L’arrêt écarte d’abord la qualification de faute grave retenue par l’employeur. Les juges rappellent que la faute grave est « celle qui rend impossible le maintien du salarié dans l’entreprise » et qu’il appartient à l’employeur « d’en rapporter seul la preuve ». En l’espèce, les dysfonctionnements reprochés au salarié, bien que constituant « une cause réelle et sérieuse de licenciement », n’atteignent pas ce degré de gravité. La cour motive sa décision en relevant que le salarié avait contesté les griefs et en les confrontant à ses attributions de cadre. Elle estime que les manquements constatés, dans le contexte de sa fonction de chef de secteur chargé d’atteindre des objectifs, ne rendaient pas son maintien immédiatement impossible. Cette analyse restrictive de la faute grave protège le salarié des effets les plus draconiens du licenciement, comme la privation du préavis et de l’indemnité conventionnelle.

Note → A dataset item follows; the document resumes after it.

PR #342, opened 2025-08-19
Fix Meta passthrough when rendering with "Separate" thread model

dsnopek:
Similar to https://github.com/GodotVR/godot_openxr_vendors/pull/339 this moves a bunch of stuff to the render thread to make it fully safe to use with the "Separate" thread model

Par ailleurs, la cour consacre le principe de l’application impérative de la classification issue de la convention collective. L’employeur soutenait que le salarié, classé au coefficient 320 sur la grille interne mais percevant un salaire supérieur à celui du coefficient 400 conventionnel, ne subissait aucun préjudice. Les juges rejettent cet argument. Ils estiment que le salarié « devait avoir le coefficient 400 de la convention collective » dès lors que ses fonctions de responsable de service correspondaient à cette qualification. La cour valide ainsi l’interprétation de la commission paritaire et affirme que l’avantage salarial issu de la grille interne ne peut se substituer au respect des règles de classement hiérarchique. Cette solution garantit la sécurité juridique des classifications et empêche l’employeur de modifier unilatéralément la qualification du poste par le seul biais d’une politique salariale.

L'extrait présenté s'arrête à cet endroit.